Proof testing the flight tank as-is would also carry additional risk – as was noted in the aftermath of the tornado, Building 451 is designed to dissipate the energy of a blast in case of a tank failure while it is pressurized with nitrogen gas and that scenario would also effectively sideline the proof test facility until it could be rebuilt and re-qualified.
“So the use as-is is probably unlikely,” Doering added. “We could take it out to the parking lot and pressurize it to [flight pressure] and if it didn’t break, we’d say ‘OK, what do we do now?’ Well, we know it didn’t break, but I don’t know if I’ve done anything to the tank that [might cause it to break] the next time I did it. So it’s a circular argument that you can never get behind because you just don’t have the data.”
Another option is to repair the flight tank first. “We have a couple of options that look promising to be able to repair this tank,” he said. “If you get rid of that…brittle surface on the outside of the weld, then you’re back to a full ductile system [and] your tank will work – that’s the theory.
“Initial testing has validated that theory, but we’ve got to put it into full-scale production.
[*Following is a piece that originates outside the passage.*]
PR #1327, opened 2016-09-11
Implemented CodePeek on Ctrl+Hover

### LINKED ISSUE #1019: Code peek
https://twitter.com/Jeff__Ward/status/681216872189050880

I saw this, it would be a nice addition for our editor too?!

So we’re in the process of going through the development of a repair technique for that tank, the flight tank, so that I’m not wasting this program asset.”
However, the repair option carries significant schedule uncertainty associated with the research and testing of repair techniques.
The favored option at this point is to use the next hydrogen tank, serial number three (S/N 3), for EM-1. (For reference, S/N 1 is the qualification tank, S/N 2 is the original flight tank.) The constituent panels and gores for the second Core Stage have been at MAF since last year, and the work to weld those into the two domes and five barrels that make up a hydrogen tank is about half complete.
“It’s being welded up now on the Vertical Weld Center (VWC),” Doering noted. “Two of the five barrel panels are done, one dome is finished and [for] the other dome the gores are being welded up now.”
Welding the full S/N 3 hydrogen tank will begin as soon as both LOX tanks have cleared out of the VAC. “I will probably start welding the first dome to barrel [in the VAC] while I’m still pulling the last pieces off the dome weld tools and the VWC,” Doering said.
These options and program recommendations were expected to be reviewed at an agency-level meeting last Friday, but the outcome of that meeting is unknown at this time.